Do you have a suggestion for a better METRIC lathe?
I have had trouble finding a comparable lathe which is metric.


----------



## HMF

This is a good thread, let's just keep it factual, rather than personal. If you guys disagree, that's cool, but let's leave out the ethnic stuff.  I just want to make sure that there aren't any hard feelings.


----------



## samthedog

Rustrp said:


> I did read your comment and I'm guessing if you've been doing this for forty years you are not a hobbyist. Taking anecdotal data and creating emphatic reasoning can be confusing to the beginner. How does a manuafacturer's way oil recommendation wear out the ways? I know this is a long way from oil soaked 500 grit under the saddle which no manufacturer would recommend. What tasks a person may perform on a lathe plays a part in all this. e.g. How often a person uses a file and how they use it, or how often does a person use emery cloth to take off the last .0005'.  One important fact is how often you wipe down the ways, and another is how often do you apply the hydraulic fluid.
> 
> The apprentice says to me; Hey, cut me some slack, I'm just a beginner. I say; Okay, I can go with that, but tell me why you ignore my specific instructions? So I'm asking the question based on what the beginner needs to know. They already think my way isn't in a textbook and it's just something I've been doing for years, but that's because they never read the book. -Russ



Any oil is better than no oil at all and if I am machining cast iron, I use hydraulic oil instead of way oil as way oil is very tacky and does not flow away from the way wipers as well as hydraulic oil. I don't know if this results in grit under the wipers but I do notice thinner oil washing the dust away from the wipers.
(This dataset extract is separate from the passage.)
PR #8202, opened 2026-01-09
fix: Reinstate zero-alloc paths in Ref.String

anderseknert:
In some cases we're able to stringify a `Ref` without allocating, and the old `Ref.String()` implementation optimized for this. These optimiziations were recently moved to the new `Ref.AppendText` function, where they should also be.. **but** since that call requires pre-allocating a buffer, we now had to pay 1 allocation per String call for e.g. stringifying built-in names from refs where we previously paid none. Since `regal lint bundle` involves about 1.5 million built-in calls, this meant 1.5 million added heap allocations compared to v1.12.2. Oops!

This video here is very interesting:






I used mineral engine oil for years and did not notice any major wear. I figured the oil was cheap so I used lots of it. The more expensive the oil, the more stingy we tend to be with application.

Paul.


----------



## Rustrp

burdickjp said:


> Do you have a suggestion for a better METRIC lathe?
> I have had trouble finding a comparable lathe which is metric.


I understand you asking this as a better metric lathe when referring to Asian imports. There are quality metric imports from Europe.


----------



## burdickjp

Rustrp said:


> I understand you asking this as a better metric lathe when referring to Asian imports. There are quality metric imports from Europe.


There are. I've yet to find one which is priced accessibly to a college student. That's where I was when I bought my mini lathe, and that was the point I was trying to make.
If a mini lathe owner had access to the tools necessary to grind or scrape the ways then they wouldn't necessarily be in the market for a mini lathe, would they?
I tore mine apart, cleaned it, adjusted what I could, and it was still behaving inconsistently. I lapped it and it behaved much better.

I don't think anyone is portraying the need to do this as being a GOOD thing, or that this is a GOOD fix. It's a corner condition and should be treated as such.


----------



## burdickjp

harrzack said:


> i have a LMS 3536 lathe I'd like to "tune up" a bit. I've seen You Tubes where some 500 grit in oil was brushed onto the ways, and the saddle slid back and forth to smooth/polish them.
> 
> Just wondering if this process would take off enough metal to screw up alignment.  Maybe make one side higher than the other...or whatever...
> 
> Wouldn't think so, but just checking.


I'm not sure how different the 3536 is compared to the 7x mini lathes I'm familiar with. Can you take a picture of the cross slide saddle straps, the gibs, and the dovetails?
The saddle straps on my 7x were not at all straight, square, flat, or smooth. The gibs were similarly rough.
Put some effort into those and see how it behaves. Put as much effort into those as you can before taking anything abrasive to your bed.


----------



## harrzack

The 3536 is an 8.5" x 16" lathe - a bit more substantial (but still kinda a 'kit lathe')   I did a lot of that tuning when I got it and may do more.
Here is a link to a post I made about machining a rib from the saddle - will give you a rough idea of the size.

http://bit.ly/2p1793V

Also check out my website (http://www.avrdev.net) as I show a number of views of the lathe.


----------



## Rustrp

burdickjp said:


> There are. I've yet to find one which is priced accessibly to a college student.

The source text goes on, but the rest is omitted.